PR #132, opened 2025-09-15
Improving reproducibility

FilippoAiraldi:
This PR attempts to enforce reproducibility during validation and training. 

Essentially, the proposed approach consists in 1) creating a `np.random.Genrator` with the specified run seed and assigning it to the trainer, and 2) using said `np.random.Genrator` to generate a (hopefully, kinda unique) seed every time `env.reset` is called.

### DIFF
--- a/leap_c/utils/gym.py
+++ b/leap_c/utils/gym.py
@@ -40,7 +40,6 @@ def seed_env(
     Returns:
         tuple: The output of `env.reset`, i.e., the initial observation and info dictionary.
     """
-    out = env.reset(seed=seed, options=options)
     env.observation_space.seed(seed)
     env.action_space.seed(seed)
-    return out
+    return env.reset(seed=seed, options=options)
--- a/leap_c/utils/gym.py
+++ b/leap_c/utils/gym.py
@@ -1,13 +1,15 @@
-from typing import Callable, List
+from typing import Any, Callable, List, TypeAlias
 
-import gymnasium as gym
+from gymnasium import Env
 from gymnasium.core import ActType, ObsType
 from gymnasium.wrappers import OrderEnforcing, RecordEpisodeStatistics
 
-WrapperType = Callable[[gym.Env[ObsType, ActType]], gym.Env[ObsType, ActType]]
+WrapperType: TypeAlias = Callable[[Env[ObsType, ActType]], Env[ObsType, ActType]]
 
 
-def wrap_env(env: gym.Env, wrappers: List[WrapperType] | None = None) -> gym.Env:
+def wrap_env(
+    env: Env[ObsType, ActType], wrappers: List[WrapperType] | None = None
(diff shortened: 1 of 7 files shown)


leap_c/utils/gym.py
```diff
@@ -25,17 +27,20 @@ def wrap_env(env: gym.Env, wrappers: list[WrapperType] | None = None) -> gym.Env
...
         env: The environment to seed.
         seed: The seed to use.
+        options: Additional options to pass to `env.reset`.
 
     Returns:
-        gym.Env: The seeded environment.
+        tuple: The output of `env.reset`, i.e., the initial observation and info dictionary.
     """
-    env.reset(seed=seed)
+    out = env.reset(seed=seed, options=options)
```
dirkpr, line 43: Maybe more concise to implement as
```
env.observation_space.seed(seed)
env.action_space.seed(seed)
return env.reset(seed=seed, options=options)
```

leap_c/utils/gym.py
```diff
@@ -1,21 +1,23 @@
...
+) -> Env[ObsType, ActType]:
     """Wraps a gymnasium environment.
 
     Args:
         env: The environment to wrap.
         wrappers: A list of wrappers to apply to the environment.
 
     Returns:
-        gym.Env: The wrapped environment.
+        gymnasium.Env: The wrapped environment.
```
dirkpr, line 20: I think return type annotation and docstring are not consistent. Do you have a rule for when you import as `from gymnasium import Env` vs just using `gymnasium.Env`?

dirkpr (changes requested):
Looks god, only small comments!

leap_c/utils/gym.py
FilippoAiraldi: I do not discern; I am used to always annotate the full type.

In my projects, I usually include the return type for Sphinx to hyper-link it to the corresponding library, e.g., :method:`numpy.sum` or :class:`gymnasium.Env`. I think we should decide or whether to add args/return type hints, and if so, whether to create Sphinx hyper-links.

leap_c/utils/gym.py
FilippoAiraldi: No issue with that

leap_c/utils/gym.py
```diff
@@ -25,17 +27,19 @@ def wrap_env(env: gym.Env, wrappers: list[WrapperType] | None = None) -> gym.Env
...
 
     Returns:
-        gym.Env: The seeded environment.
+        tuple: The output of `env.reset`, i.e., the initial observation and info dictionary.
     """
-    env.reset(seed=seed)
     env.observation_space.seed(seed)
     env.action_space.seed(seed)
-    return env
+    return env.reset(seed=seed, options=options)
```
dirkpr, line 45: Nice!

PR #133, opened 2025-09-17
Fix bug from previous PR #127

FilippoAiraldi:
Previous PR #127 inadvertently introduced a bug by renaming `cfg.val_freq` to the older `cfg.val_interval` in `Trainer.run()`. 

This PR fixes the bug, and removes also another usage of the old `val_interval` that I found still lingering in the code base.

More noteworthy, no test picked this bug up. So no test is running `Trainer.run()` as of now, likely


dirkpr (approved):
Thank you for fixing!

PR #134, opened 2025-09-17
Improvements to logger

FilippoAiraldi:
In order of commits, this PR

- fixes the CSV file header; previously it was missing the first label associated to timestamps
- adds a test to make sure CSV logging is working as expected
- turns the logger into a context manager: it must be initialized via `with logger`. This ensures that resources are always closed properly (unless the program is killed externally)
- removes dependency on pandas to log data as CSV in favour of the built-in `csv` module.


JasperHoffmann (approved):
Looks good! Thank you :)

PR #141, opened 2025-09-23
Adapt HVAC example to new AcadosParameterManager and add preliminary rendering

dirkpr:
This PR adapts the hvac controller to the new `AcadosParameterManager`.
Also add rendering functionality for the `MatplotlibRenderEnv` using the `ctx` from the controller. Tested for validation rollouts.


JasperHoffmann (approved):
Looks good!

PR #886, opened 2022-09-06
Check if array keys exist in init_user_info function

Crabcyborg:
I noticed these two warnings when I viewed an entry that I created from a Post. Because it doesn't get submitted normally, the description is just "Copied from Post" and these array keys don't exist.

Screen Shot 2022-09-06 at 11 25 39 AM


stephywells (approved):
Nice find!

PR #887, opened 2022-09-06
Treat single field in group as selected group for multiselect

Crabcyborg:
This is just a small enhancement for side-by-side fields.

The way the multi-select works when you're holding the shift key, it would only consider the field group as selected if the actual field group was. Since a single field fills in the whole group it isn't very easy to click on the field's group without clicking on the field.

This means that when you shift+click it would just work like the `Cmd`/`Ctrl` key and just select another field group without using the shift rule of selecting all groups in between as well.

**Before**
ROIAU5cVdr

**After**
yTDLS2BO2e

### DIFF
--- a/js/formidable_admin.js
+++ b/js/formidable_admin.js
@@ -3831,28 +3831,27 @@ function frmAdminBuildJS() {
 	}
 
 	function fieldGroupClick( e ) {
-		var hoverTarget, ctrlOrCmdKeyIsDown, shiftKeyIsDown, groupIsActive, $selectedFieldGroups, numberOfSelectedGroups, selectedField, $firstGroup, $range;
-
 		if ( 'ul' !== e.originalEvent.target.nodeName.toLowerCase() ) {
 			// only continue if the group itself was clicked / ignore when a field is clicked.
 			return;
 		}
 
-		hoverTarget = document.querySelector( '.frm-field-group-hover-target' );
-		if ( hoverTarget === null ) {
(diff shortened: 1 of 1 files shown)


garretlaxton (approved):
Woah, I never knew about this. The new changes look good though!
localhost_qa-form_wp-admin_admin php_page=formidable frm_action=edit id=284

Crabcyborg:
Thanks @garretlaxton! There's an open issue about letting people know more about this feature (https://github.com/Strategy11/formidable-pro/issues/3138). I plan to look into this soon!

stephywells (approved):
That's a cool feature! The education would be cool for this too.

I've still been having trouble with getting consistent results with moving fields inside a section. If you're looking for something to work on right now, I'd love a revisit to the dragging and dropping in rows.
https://github.com/Strategy11/formidable-pro/issues/3118
https://github.com/Strategy11/formidable-pro/issues/3175

stephywells:
@Crabcyborg I'm fine with whatever you think is best. How much of a time commitment do you think that would be?

Crabcyborg:
@stephywells It might not be too much. I think I'll need to give it a go before I really know what weird hurdles there may be.

But I think a lot of my struggles have been because of jQuery's auto-sorting not doing what makes sense, so having it out of the way might really make things easier if anything.

I'm guessing it might be about a day or two if it goes well.

stephywells:
Awesome!! Then let's try it!

PR #888, opened 2022-09-07
New function FrmAppHelper::get_plugins that adds missing file

Crabcyborg:
Fixes https://github.com/Strategy11/formidable-pro/issues/3802

This exact issue is fixed all over the place. I added a new helper function that handles this check to reduce the copied/pasted checks we have all over.


stephywells (approved):
This is SO much better!

PR #889, opened 2022-09-07
Issue 199

AbdiTolesa:
Fixes https://github.com/Strategy11/formidable-registration/issues/199

This update just calls a function that initializes autocomplete on selected elements.

### DIFF
--- a/js/formidable_admin_global.js
+++ b/js/formidable_admin_global.js
@@ -1,4 +1,4 @@
-/*global jQuery:false, frmGlobal, tb_remove, ajaxurl, adminpage */
+/*global jQuery:false, frmGlobal, tb_remove, ajaxurl, adminpage, frmDom */
 
 /* exported frm_install_now, frmSelectSubnav, frmCreatePostEntry */
 
--- a/js/formidable_admin_global.js
+++ b/js/formidable_admin_global.js
@@ -27,6 +27,8 @@ jQuery( document ).ready( function() {
 			li.classList.add( 'frm-submenu-highlight' );
 		}
 	}
+
+	frmDom.autocomplete.initSelectionAutocomplete();
 });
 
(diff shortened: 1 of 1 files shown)


js/formidable_admin_global.js
```diff
@@ -27,6 +27,8 @@ jQuery( document ).ready( function() {
 			li.classList.add( 'frm-submenu-highlight' );
 		}
 	}
+
+	frmDom.autocomplete.initSelectionAutocomplete();
```
Crabcyborg, line 31: @AbdiTolesa This definitely isn't the right place to add this. We want to initialize this only where we need it.

Right now it happens in lite on a line like this:
https://github.com/Strategy11/formidable-forms/blob/52edb689f48728af36956db3a257dc4a506c605c/js/formidable_admin.js#L9218

So it only happens on the else case, which should mostly only fall on the "New form selection page" (the index page when click Formidable, the main list of forms).

We can also reduce what gets called and only call `frmDom.autocomplete.initAutocomplete( 'page', inside );` as we don't need the user autocomplete in this case, only the page autocomplete.

Ideally we could get this line into the registration plugin as it isn't really needed in Lite. Since it's just one line maybe we could use https://developer.wordpress.org/reference/functions/wp_add_inline_script/?

AbdiTolesa: @Crabcyborg Thank you for showing me a better way to do that! I have pushed an update so that we can initialize the autocomplete in the add on itself but using  jQuery's ready event as I'm not sure if we can use `DOMContentLoaded` event since it is not supported in IE older than 9.

Crabcyborg: Thanks @AbdiTolesa. As this is only on the admin-side, it's fine if it doesn't support IE at all.

I'm going to close this pull request now as it isn't required.

PR #891, opened 2022-09-08
Add a static installed bool for PHPUnit

Crabcyborg:
- Checks if the install functions have been called yet, and avoid calling them a second time.
- Adds a second check for file path in case the file isn't in the formidable folder but in a formidable/form_id folder instead.
- Only try to create users for the unit tests that require users to pass.

### DIFF
--- a/tests/base/FrmUnitTest.php
+++ b/tests/base/FrmUnitTest.php
@@ -85,16 +85,17 @@ class FrmUnitTest extends WP_UnitTestCase {
 			define( 'WP_IMPORTING', false );
 		}
 
-		if ( ! self::$installed ) {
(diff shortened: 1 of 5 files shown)


stephywells:
Wow! That's way faster!!

Do we still want to take out either 7.2 or 7.3?

Crabcyborg:
> Do we still want to take out either 7.2 or 7.3?

I did that in Pro but I left it here in Lite. Do we have limited minutes in Lite? I wasn't sure if Public repositories might be unlimited or something.

stephywells:
Oh, yep! I didn't realize this was lite. That's no problem then. Thank you for fixing this!!

stephywells (approved):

┄┄┄┄┄┄┄┄┄┄

> Work required: Repeat the material word for word from its opening line up to and including the line containing "-1,13 +1,15 @@".

> Written solution:
PR #132, opened 2025-09-15
Improving reproducibility

FilippoAiraldi:
This PR attempts to enforce reproducibility during validation and training. 

Essentially, the proposed approach consists in 1) creating a `np.random.Genrator` with the specified run seed and assigning it to the trainer, and 2) using said `np.random.Genrator` to generate a (hopefully, kinda unique) seed every time `env.reset` is called.

### DIFF
--- a/leap_c/utils/gym.py
+++ b/leap_c/utils/gym.py
@@ -40,7 +40,6 @@ def seed_env(
     Returns:
         tuple: The output of `env.reset`, i.e., the initial observation and info dictionary.
     """
-    out = env.reset(seed=seed, options=options)
     env.observation_space.seed(seed)
     env.action_space.seed(seed)
-    return out
+    return env.reset(seed=seed, options=options)
--- a/leap_c/utils/gym.py
+++ b/leap_c/utils/gym.py
@@ -1,13 +1,15 @@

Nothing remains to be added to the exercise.